Interaction between constitution and agreement

What is the interaction between the constitution of the joint venture entity and the agreement between the joint venture parties?

The constitution documents (memorandum and articles of association) of a joint venture company, when registered, become binding on the company and the shareholders as if they had been signed by the company and by each shareholder. In the event that the agreement between the joint venture parties conflicts with the provisions of the constitution documents, the constitution documents supersede and take precedence over the joint venture agreements. Where any restriction is incorporated in the joint venture agreement, but not specified in the constitution documents, such restriction is not binding on either the company or the shareholders. This legal principle was upheld by the Supreme Court of India and reiterated through numerous judicial pronouncements over the years. However, the courts, in recent times, have been making a concerted effort to uphold the sanctity of joint venture agreements and treat them as valid, binding and enforceable between the parties, so long as such agreements are in accordance with the law and not in contradiction with the constitution documents of the company; the joint venture agreement should not be held unenforceable merely because its provisions are not incorporated in the constitution documents. This was observed by the Supreme Court of India in January 2012 in the matter of Vodafone International Holdings BV v Union of India (UOI) and Ors.

Nonetheless, to bolster the enforceability of such agreements between the joint venture parties, it is common practice and also recommended that the key provisions under such agreements are expressly incorporated in the constitution documents of the joint venture company. Further, it is pertinent to note that the Companies Act (section 58(2)) provides that any contract or arrangement between two or more persons in respect of the transfer of securities shall be enforceable as a contract. Therefore, a contract between shareholders and the company is binding on the company with respect to the transfer of securities in the event that the constitution documents are silent on the matter. Registration of the agreement is not mandatory; however, the requisite stamp duty is payable on the agreement between the joint venture parties.

Party interaction

How may the joint venture parties interact with the joint venture entity? Are there any restrictions?

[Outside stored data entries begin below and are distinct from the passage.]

PR #2478, opened 2023-03-21
Enable sentry profiling

ChrisLovering:
only recording traces half of the time, to not impact performance too much.

### DIFF
--- a/bot/log.py
+++ b/bot/log.py
@@ -98,7 +98,11 @@ def setup_sentry() -> None:
             sentry_logging,
             RedisIntegration(),
         ],
-        release=f"bot@{constants.GIT_SHA}"
+        release=f"bot@{constants.GIT_SHA}",
+        traces_sample_rate=0.5,
+        _experiments={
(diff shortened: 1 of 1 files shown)


wookie184 (approved):
The [docs](https://docs.sentry.io/platforms/python/profiling/) say "The profiles_sample_rate setting is relative to the traces_sample_rate setting.", which I guess would mean we get 25% of profiling events with this?

I also wonder whether this will work properly without hooking into discord.py to create transactions e.g. for messages/commands (https://docs.sentry.io/platforms/python/performance/instrumentation/custom-instrumentation). From what can *guess* from the docs, it may be that this means that 50% of transactions are recorded, and 50% of those transactions are profiled, so if we have no transactions we have no profiling?

Approving this anyway as it should do no harm and merging this is probably the best way of finding out how it works

shenanigansd (approved):

Xithrius:
#2474 merged

PR #2487, opened 2023-03-24
Improve wording in botstrap error

wookie184:
Added a missing space at the start of a new sentence, and removed "likewise" as it's not the correct word in this context. Happy to bikeshed!


shtlrs (approved):
I'm fine with the new looks of it.
I would, when the guide is finished, add a reference to it maybe.

Thank you !

mbaruh (approved):

PR #2489, opened 2023-03-25
Remove usage of `site` config variable

shtlrs:
This defaults `site_paste` to our production pastebin as i don't think no one will ever host their own pastebin service. And this moves it to `BaseURLs`

Same goes for `site_logs_view`, however this one can be overriden if people want to access logs from their local sites. So it'll be included in the guide as an optional section to work with mod logs.

After the previously mentioned changes, `site` and `site_schema` aren't needed anymore, which is why they're removed.
`site_staff` isn't referenced anywhere as well  which is why it's removed.

### DIFF
--- a/bot/constants.py
+++ b/bot/constants.py
@@ -527,8 +527,7 @@ class _BaseURLs(EnvConfig):
     github_bot_repo = "https://github.com/python-discord/bot"
 
     # Site
-    site_api = "site.default.svc.cluster.local/api"
-    site_api_scheme = "http://"
+    site_api = "http://site.default.svc.cluster.local/api"
     site_paste = "https://paste.pythondiscord.com"
 
 
@@ -546,6 +545,7 @@ class _URLs(_BaseURLs):
 
     paste_service: str = "".join([BaseURLs.site_paste, "/{key}"])
     site_logs_view: str = "https://pythondiscord.com/staff/bot/logs"
+
 
 URLs = _URLs()
 
--- a/bot/constants.py
+++ b/bot/constants.py
@@ -527,10 +527,9 @@ class _BaseURLs(EnvConfig):
     github_bot_repo = "https://github.com/python-discord/bot"
 
     # Site
-    site = "pythondiscord.com"
-    site_schema = "https://"
     site_api = "site.default.svc.cluster.local/api"
     site_api_schema = "http://"
+    site_paste = "https://paste.pythondiscord.com"
 
 
 BaseURLs = _BaseURLs()
@@ -545,13 +544,8 @@ class _URLs(_BaseURLs):
     connect_max_retries = 3
     connect_cooldown = 5
 
-    site_staff: str = "".join([BaseURLs.site_schema, BaseURLs.site, "/staff"])
-    site_paste = "".join(["paste.", BaseURLs.site])
-
-    # Site endpoints
-    site_logs_view: str = "".join([BaseURLs.site_schema, BaseURLs.site, "/staff/bot/logs"])
-    paste_service: str = "".join([BaseURLs.site_schema, "paste.", BaseURLs.site, "/{key}"])
-
+    paste_service: str = "".join([BaseURLs.site_paste, "/{key}"])
+    site_logs_view: str = "https://pythondiscord.com/staff/bot/logs"
 
 URLs = _URLs()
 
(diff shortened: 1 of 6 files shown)


bot/exts/recruitment/talentpool/_api.py
```diff
@@ -29,8 +29,8 @@ class Nomination(BaseModel):
 class NominationAPI:
     """Abstraction of site API interaction for talentpool."""
 
-    def __init__(self, site_api: APIClient):
-        self.site_api = site_api
+    def __init__(self, site_api_client: APIClient):
```
wookie184, line 32: IMO the name was clear before so renaming it is unnecessary and will only cause conflicts.

shtlrs: How will it cause conflicts?

The reason I changed it is because when I was renaming the url value assigned to ''site_api'', this one got impacted as well and that's because it doesn't reflect exactly what it does since we clearly have different definitions of whay site_api is.
Plus, it's only a suffix I've added that reflects the class it's representing.

HassanAbouelela: I think this is a fine change, it improves clarity here. I don't think it's too big an issue either way.

bot/constants.py
```diff
@@ -527,10 +527,9 @@ class _BaseURLs(EnvConfig):
     github_bot_repo = "https://github.com/python-discord/bot"
 
     # Site
-    site = "pythondiscord.com"
-    site_schema = "https://"
     site_api = "site.default.svc.cluster.local/api"
-    site_api_schema = "http://"
+    site_api_scheme = "http://"
```
HassanAbouelela, line 531: Let's drop this scheme as well, and just move it directly into `site_api`.

HassanAbouelela (approved):
Good PR, one comment.

bot/exts/recruitment/talentpool/_api.py
wookie184: In general I would avoid renaming variables if not required because:
- It's not related to the PR (the name existed already), and slows down the PR if someone disagrees with the change.
- It causes merge conflicts with other PRs (I have one open I think).
- Variable names are personal preference, I prefer `site_api` which is why I used it when I wrote the code.

I don't think it improves clarity (`site_api.get` reads most fluently and clearly to me), so while I agree it's not a big issue, I don't think the change should be made.

shtlrs: It's not really a matter of personal opinion to me personally, more of a semantics thing.

But sure, it wasn't intentional to get here, it's just that refactoring the original `site_api` changed its value as well, which made me think that not having two same names for different things is worth changing.

I've reverted it here 153ca4a1b31024a170222a18e7f1c7772c6d258f

bot/constants.py
```diff
@@ -545,12 +543,8 @@ class _URLs(_BaseURLs):
...
     connect_cooldown = 5
 
-    site_staff: str = "".join([BaseURLs.site_schema, BaseURLs.site, "/staff"])
-    site_paste = "".join(["paste.", BaseURLs.site])
-
-    # Site endpoints
-    site_logs_view: str = "".join([BaseURLs.site_schema, BaseURLs.site, "/staff/bot/logs"])
-    paste_service: str = "".join([BaseURLs.site_schema, "paste.", BaseURLs.site, "/{key}"])
+    paste_service: str = "".join([BaseURLs.site_paste, "/{key}"])
+    site_logs_view: str = "https://pythondiscord.com/staff/bot/logs"
```
wookie184, line 547: I wonder if it would make sense to just have this as `site` or `site_public` (or similar) in BaseURLs with value `https://pythondiscord.com`, and then the endpoint can be specified in the place where it's used since that doesn't need to be configurable. With that we could use it for linking to the site for things other than logs in the future if we wanted.

wookie184 (approved):
Looks good, one comment, but not required so feel free to merge 👍

bot/constants.py
shtlrs: I'm fine with the idea, it's just that we need to be picky about the names since they expand real quick to become confusing.
We had it at `site` before, and it got people & me [confused](https://discord.com/channels/267624335836053506/1076619789939781775/1084897789739282462) when it came to usage.

I agree with you on the fact that it makes sense to have a base url, and **only** that needs to be configurable, as I also didn't like having to configure that long url if i ever wanted to use site logs.

However, for now, I'd like to keep it simple like this, as it's litteraly only needed for viewing logs, and if we run into the need of reusable, we'll think of a proper approach.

Generally, joint venture parties interact with the joint venture company by way of management participation or by exercising their rights as shareholders of the company. Management participation is done by nominating key managerial personnel or directors to the board of the joint venture company. Although the directors’ primary responsibility is towards the company, the nominating shareholders exercise their control over the management of the company provided that such control does not result in an adverse effect on the company.

As shareholders, the joint venture parties are statutorily entitled to have access and the right to inspect certain records of the company, such as the constitution documents, audited financial statements, statutory registers and minutes books of shareholders’ meetings. The said statutory rights are limited in nature and do not give the shareholders a right to access day-to-day information about the affairs of the company. However, joint venture agreements between parties may provide for additional information and inspection rights to the shareholders, and the same may be incorporated in the constitution documents of the joint venture company to make it binding on the parties and the company.

Exercising control

How may the joint venture parties exercise control over the joint venture entity’s decision-making?

Joint venture parties may exercise their control in the joint venture company’s decision-making at the board level and at the shareholder level. Certain decisions are made by the board and certain other decisions are made only with the approval of the shareholders (ie, the joint venture parties). The decision-making process and the rights of the board members and shareholders over decision-making are provided under the Companies Act. Generally, the said statutory rights prescribe decision-making by a majority of the votes at the board level. At the shareholders level, certain decisions need to be approved by an ordinary resolution (ie, by simple majority) and certain important matters are required to be approved by special resolution (ie, by approval of a three-quarters majority of the shareholders present and voting). However, the joint venture agreement between the parties and the constitution documents of the joint venture company may provide for stricter requirements for decision-making at the board level and at the shareholder level than prescribed under the Companies Act.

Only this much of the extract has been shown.